The fix: a shared parent (supertype) table
The team migrated to a model that restores foreign-key integrity: a shared commentable supertype table that every commentable thing references, and comments point to it:
CREATE TABLE commentables ( -- the supertype
commentable_id integer GENERATED ALWAYS AS IDENTITY PRIMARY KEY,
kind text NOT NULL CHECK (kind IN ('post','photo','video'))
);
-- each concrete type references its commentable row 1:1
ALTER TABLE posts ADD COLUMN commentable_id integer NOT NULL REFERENCES commentables(commentable_id);
ALTER TABLE photos ADD COLUMN commentable_id integer NOT NULL REFERENCES commentables(commentable_id);
-- comments point to the supertype — a REAL foreign key:
CREATE TABLE comments (
comment_id integer GENERATED ALWAYS AS IDENTITY PRIMARY KEY,
commentable_id integer NOT NULL REFERENCES commentables(commentable_id) ON DELETE CASCADE,
author_id integer NOT NULL REFERENCES users(user_id),
body text NOT NULL
);
Now comments.commentable_id is a genuine foreign key: a comment cannot reference a nonexistent target, deleting a commentable cascades to its comments, and "all comments" is one simple join to commentables. Integrity is back, enforced by the database.

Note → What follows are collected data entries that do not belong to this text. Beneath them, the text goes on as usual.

PR #176, opened 2016-09-20
Add Reaction counter

### LINKED ISSUE #507: Rename /public/welcome-message-sample.md to /public/welcome-message.md to make automatic and local testing easier.
- [ ] I am an ELNer
- [x] I am a testing developer
- [ ] I am a system/ELN admin

# Expected Behavior
Acceptance tests should run with cloning from current GitHub repository w/o additionally changes to precompiled code during tests. Maybe this is also useful for (continuous) deployment.

# Current Behavior
When running acceptance tests remotely with GitHub actions and locally it is necessary to manually rename welcome-message-sample.md into to welcome-message.md in public directory.

# Failure Information 
error failure with old test run on GH actions: https://github.com/ComPlat/chemotion_ELN/runs/3263273589?check_suite_focus=true

## Steps to Reproduce
It is fixed now with addition of extra cp command but would be great if that won't be necessary in the future.

## Solution proposal:

- remove /public/welcome-message.md from .gitignore
- or rename welcome-message-sample.md into to welcome-message.md
- could also be adapted to config files

## Code environment:
ELN version, or branch, or commit:
development-5

CamAnNguyen:
- Add short_label and created_by to Reactions table
- Automatically increase reaction counter on create a new one
- Reactions will now have owner/creator
- Change ReactionDetails title to use short_label as in SampleDetails
- Resolve #507

### DIFF
--- a/app/models/reaction.rb
+++ b/app/models/reaction.rb
@@ -80,9 +80,15 @@ class Reaction < ActiveRecord::Base
 
   has_many :sync_collections_users, through: :collections
 
+  belongs_to :creator, foreign_key: :created_by, class_name: 'User'
+  validates :creator, presence: true
+
   before_save :update_svg_file!
   before_save :cleanup_array_fields
   before_save :auto_format_temperature!
+  before_save :auto_set_short_label, on: :create
+
+  after_create :update_counter
 
   def self.get_associated_samples(reaction_ids)
     ( ReactionsProductSample.get_samples(reaction_ids) +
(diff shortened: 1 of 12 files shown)


app/models/reaction.rb
```diff
@@ -80,9 +80,15 @@ class Reaction < ActiveRecord::Base
...
 
+  belongs_to :creator, foreign_key: :created_by, class_name: 'User'
+  validates :creator, presence: true
+
   before_save :update_svg_file!
   before_save :cleanup_array_fields
   before_save :auto_format_temperature!
+  before_save :auto_set_short_label, on: :create
+
+  after_create :update_counter
```
Sergeykot: does that work fine when copying and cloning reactions?

Sergeykot:
@CamAnNguyen Please check that counter works fine in all cases. For example copy a reaction.
There was some reason why I placed the counter increment not to a AR callback

Sergeykot:
but I can't remember for sure now..

app/models/reaction.rb
CamAnNguyen: Yes, it works whenever a new record is created

Sergeykot:
wait, I did a check for a second time. Yes the counter should work fine now!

(An alternative they considered — separate junction tables per type (post_comments, photo_comments) — also restores FKs, at the cost of more tables and a UNION for "all comments." Either is defensible; both beat type+id on integrity.)
The analysis
-
type+id polymorphism trades away foreign-key integrity. One column can't reference three tables, so no FK is possible, and the database can't prevent orphans or mismatches. That's not a minor caveat — it's giving up the core guarantee relational databases exist to provide.
-
"The ORM does it" isn't a reason. Several popular ORMs default to type+id polymorphism for convenience. Convenient ≠ correct; know that adopting it means you must enforce integrity in application code (imperfectly), forever.
-
Restore integrity with a shared parent or per-type tables. Both the supertype (
commentables) and the per-type-junction approaches give real foreign keys, cascades, and easy "all comments" queries. Pick by taste; either beats type+id where integrity matters. -
Recognize the pattern and choose deliberately. The failure wasn't choosing type+id per se — it's a defensible choice when integrity is enforced elsewhere and simplicity is paramount. The failure was choosing it unaware it dropped referential integrity, and then being surprised by orphans. Decide with eyes open.
-
Echo of Chapter 3. Foreign keys make "a comment for a target that doesn't exist" unrepresentable. type+id re-opened that door; the fix closed it again. Whenever you can't add a foreign key, ask hard whether you should restructure so you can.
Discussion questions
- Why is a foreign key impossible on
commentable_idin the type+id model? - List the concrete data-integrity problems that resulted.
- How does the shared-parent (
commentables) model restore foreign-key integrity and cascades? - What's the alternative per-type-junction approach, and its trade-off?
- ⭐ When is type+id polymorphism a reasonable choice? State the conditions under which you'd accept the lost integrity.